PCR amplification of the exon 7 region showed that 2 bands are obtained in 58% of patients with CHD and in 74% of their healthy parents and (or) siblings. Sequencing of the 2 bands revealed that both are amplicons of the exon 7 region, and that the additional band harbors an additional 44 nucleotides segment in the intronic region. The homozygous form of this allele was only present in patients with ventricular septal defect (2/24), atrial septal defect (3/18) and bicuspid aortic valve (1/4) in which G to A transition at nucleotide 17 of the third 44 bps was found. Neither the unrelated non-CHD individuals nor the ones with other CHD showed positive presence for the homozygous form of this allele.

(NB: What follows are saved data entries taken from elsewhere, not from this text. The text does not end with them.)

PR #4934, opened 2022-03-10
Implement hook_cron in uiowa_core for hourly tag invalidation.

### LINKED ISSUE #4842: Create hook_cron to invalidate and purge custom cache tag used in sitenow_events
Blocked by #4841.

### Proposed solution
Rename sitenow_events cache tag created in #4818 from `time:hours_3` to `time:hourly`. 

Implement `hook_cron()` in uiowa_core.module. Check for existence of of [State API](https://www.drupal.org/docs/8/api/state-api/overview) key called `uiowa_core_hourly_last` or similar. If set, subtract the value from the request time. If that is greater or equal to an hour (3600 seconds), then invalidate the tag `time:hourly` via `Cache::invalidateTags();` and queue a purge for the tag as documented in the [purge README](https://git.drupalcode.org/project/purge#queueing). Set the State API key `uiowa_core_hourly_last` to the current request time.

#### Testing
This can be tested similarly to #4818 but instead of running the commands, just wait for cron to run assuming it has been set up on dev in #4841.

##### Story
As an anonymous visitor to a SiteNow website, I can see updates to events after one hour.

richardbporter:
Resolves #4842

# How to test

The default dev site sitenow_events.settings have been changed to use the content.dev.drupal.uiowa.edu API. Check with `drush @default.dev cget sitenow_events.settings`.

- Open https://default.dev.drupal.uiowa.edu/about in an anonymous session to cache a response in Varnish.
- Edit https://content.dev.drupal.uiowa.edu/test-4 like the title or something.
- Wait an hour for cron to run. Cron is running on the hour for uiowa.dev
- See if the https://default.dev.drupal.uiowa.edu/about page refreshes.


richardbporter:
[74b3260](https://github.com/uiowa/uiowa/pull/4934/commits/74b32600dffa720a347ba07289fbeb52cb191ad8) is a bad commit message - max-age is in seconds (60), not minutes.

richardbporter:
This isn't working in dev for me. I don't see the change until I refresh the page in an authenticated session. Then after that, the Varnish page cache seems to invalidate and the change is visible.

richardbporter:
> This isn't working in dev for me. I don't see the change until I refresh the page in an authenticated session. Then after that, the Varnish page cache seems to invalidate and the change is visible.

I'd be curious if any interaction with the site might do it. The queue isn't processed right when cron runs. Maybe we could run cron more often or try [bypassing the queue](https://git.drupalcode.org/project/purge#invalidation-without-queue). Docs say not recommended though.

richardbporter:
> > This isn't working in dev for me. I don't see the change until I refresh the page in an authenticated session. Then after that, the Varnish page cache seems to invalidate and the change is visible.
> 
> I'd be curious if any interaction with the site might do it. The queue isn't processed right when cron runs. Maybe we could run cron more often or try [bypassing the queue](https://git.drupalcode.org/project/purge#invalidation-without-queue). Docs say not recommended though.

Actually, scratch that. We have purge_processor_cron enabled so I would expect the queue to be processed. I would recommend trying to hook_module_implements_alter uiowa_core hook_cron() to run before purge_processor_cron hook_cron(). I'm surprised that doesn't already do that.

joewhitsitt:
testing/waiting for cron to run since deploying that implements_alter change

joewhitsitt:
Still not sure if the order of operations is working but I decided to give cron a bit more time to register/run against the time check. I checked the last run timestamp to see that it last ran at 4:00:23 which if the next run is any more precise will mean that the 3600 second check will fail and it will wait till the next run. Travis failed to get the change [ee3f4ed](https://github.com/uiowa/uiowa/pull/4934/commits/ee3f4ed926f9b4447aa5b54f77a80422dbffc6f5) out to DEV on time. I will revisit tomorrow

joewhitsitt:
Poking more at `purge_processor_cron` today by trying to enable it locally enough to see the hook_cron order and queue. Works at hour 2. So as-is max cache for events would be two hours and 59 minutes.

joewhitsitt:
This is working as expected now (at least for me). Looking for another tester

joewhitsitt:
To make testing easier for folks, I cached https://default.dev.drupal.uiowa.edu/about this morning and then made an edit to https://content.dev.drupal.uiowa.edu/node/82386 that changes the title to 8:38am 3/17/22. Shortly after 9 AM a refresh of https://default.dev.drupal.uiowa.edu/about should reload the block with the updated title. I might hijack standup...

makurj (approved):
https://default.dev.drupal.uiowa.edu/about displaying changes in incognito at 10 for a 9:45 AM change.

There is a differential amplification of a tandem repeat region in intron 7 of NFATC1 and homozygous form of this allele in patients with ventricular septal defect, atrial septal defect and bicuspid aortic valve. NFATC1 gene may be an a susceptibility marker for ventricular septal defect, atrial septal defect and bicuspid aortic valve.
阐明活化T细胞核因子1(NFATC1)基因IPT-NFAT区域的突变与儿童单纯性先天性心脏病(CHD)之间的关联。
我们采用聚合酶链反应(PCR)和测序反应检测患者及其父母和(或)兄弟姐妹的突变情况。
对第7外显子区域进行PCR扩增显示,58%的CHD患者及其74%的健康父母和(或)兄弟姐妹获得了两条条带。对这两条条带进行测序发现,两条均为第7外显子区域的扩增子,且额外的条带在内含子区域含有一个额外的44个核苷酸片段。该等位基因的纯合形式仅在室间隔缺损患者(2/24)、房间隔缺损患者(3/18)和二叶式主动脉瓣患者(1/4)中出现,在第3个44个碱基对的第17个核苷酸处发现了G到A的转变。无关的非CHD个体以及患有其他CHD的个体均未显示该等位基因纯合形式的阳性存在。
NFATC1第7内含子中的串联重复区域存在差异扩增,且室间隔缺损、房间隔缺损和二叶式主动脉瓣患者存在该等位基因的纯合形式。NFATC1基因可能是室间隔缺损、房间隔缺损和二叶式主动脉瓣的易感标志物。